-------- Data shown --------

PR #4136, opened 2016-12-27
Fixes #17851 - Set hostgroup taxonomies after saving host

dLobatog:
To reproduce:

1. Have a host with no hostgroup but some location set
2. Have a hostgroup with no location set
3. Assign the hostgroup to the host
4. Access the hostgroup's "Locations" tab

Now it seems the hostgroup already has a location active which is not
true. The hostgroup still has no location.
The location is assigned only after you click submit, even though it
looks like its already assigned.

### DIFF
--- a/app/models/concerns/hostext/taxonomies.rb
+++ b/app/models/concerns/hostext/taxonomies.rb
@@ -1,0 +1,28 @@
+module Hostext
+  module Taxonomies
+    extend ActiveSupport::Concern
+
+    included do
+      if SETTINGS[:organizations_enabled]
+        validates :organization_id, :presence => true, :if => ->(host) { host.managed? }
+      end
+      if SETTINGS[:locations_enabled]
+        validates :location_id, :presence => true, :if => ->(host) { host.managed? }
+      end
+
+      after_validation :fix_hostgroup_mismatches, :if => ->(host) { host.hostgroup_id.present? }
+    end
+
+    def fix_hostgroup_mismatches
+      Taxonomy.enabled_taxonomies.each do |taxonomy|
+        host_taxonomy = public_send(taxonomy.singularize.to_sym)
+        next if host_taxonomy.blank?
+        TaxableTaxonomy.where(
+          :taxonomy_id  => host_taxonomy.id,
+          :taxable_id   => hostgroup_id,
+          :taxable_type => 'Hostgroup'
+        ).first_or_create
+      end
+    end
+  end
+end
--- a/app/models/host/managed.rb
+++ b/app/models/host/managed.rb
@@ -3,6 +3,7 @@ class Host::Managed < Host::Base
   include Hostext::Search
   include Hostext::SmartProxy
   include Hostext::Token
+  include Hostext::Taxonomies
   include SelectiveClone
   include HostParams
   include Facets::ManagedHostExtensions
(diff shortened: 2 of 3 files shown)


app/models/concerns/hostext/taxonomies.rb
```diff
@@ -0,0 +1,20 @@
+module Hostext
+  module Taxonomies
+    extend ActiveSupport::Concern
+
+    included do
+      validates :organization_id, :presence => true, :if => ->(host) { host.managed? && SETTINGS[:organizations_enabled] }
+      validates :location_id,     :presence => true, :if => ->(host) { host.managed? && SETTINGS[:locations_enabled] }
```
ohadlevy: nitpick: I would extract the setting check condition to the entire line vs a if within the lambda.

app/models/concerns/hostext/taxonomies.rb
```diff
@@ -0,0 +1,20 @@
...
+      after_validation :fix_hostgroup_mismatches, :if => ->(host) { host.hostgroup.present? }
```
ohadlevy: nitpick: use host.hostgroup_id to avoid extra sql call.

app/models/concerns/hostext/taxonomies.rb
```diff
@@ -0,0 +1,20 @@
...
+    end
+
+    def fix_hostgroup_mismatches
+      Taxonomy.enabled_taxonomies.each do |taxonomy|
+        host_taxonomy = public_send(taxonomy.singularize.to_sym)
+        next if host_taxonomy.blank? ||
+          hostgroup.public_send(:"#{taxonomy}").include?(host_taxonomy)
```
ohadlevy: nitpick: you can work on the join table direct instead of looping though hostgroup, organizations and locations.

e.g. to save some extra un-required sql you can
```ruby
TaxableTaxonomy.first_or_create(:taxonomy => taxonomy, :taxable => hostgroup)
```
or even 
```ruby
TaxableTaxonomy.first_or_create(:taxonomy_id => host.taxonomy_id, :taxable_id => host.hostgroup_id, :taxable_type => 'Hostgroup')
```

dLobatog:
@ohadlevy Repushed to address your comments inline:

* Taxonomy checks for the validations are moved outside of the if so they only run on initialization
* Fixing mismatches is done through the TaxableTaxonomies table to speed it up.
* Called host.hostgroup_id where I can to save time

ohadlevy:
@dLobatog note the failing tests.

ohadlevy:
@dLobatog I'm trying to figure out what exactly is the user story here, it looks to me like this solution would surprise the user, please correct me if i'm wrong, but this is how i read it.

- a host can change the hostgroup

if thats true, I don't that makes any sense, and we should not allow the initial condition rather then allow this kind of workflow.

dLobatog:
This also affects 'users' and 'usergroups' as they can be set as Host.owner

dLobatog:
cc @lzap - this is the problem we had with Domains that are not in an Organization even though they appear like they are on it in the UI (Organizations tab). Therefore people get confused when the Domain does not show up in the UI.

This is a problem for Subnet, Domains, and any other thing that is "fixed on mismatch" when one assigns a Organization/Location to a Host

--------

— What you have to do —
Return each line in the records that holds the string "though".

— Output below —
The location is assigned only after you click submit, even though it
ohadlevy: nitpick: you can work on the join table direct instead of looping though hostgroup, organizations and locations.
cc @lzap - this is the problem we had with Domains that are not in an Organization even though they appear like they are on it in the UI (Organizations tab). Therefore people get confused when the Domain does not show up in the UI.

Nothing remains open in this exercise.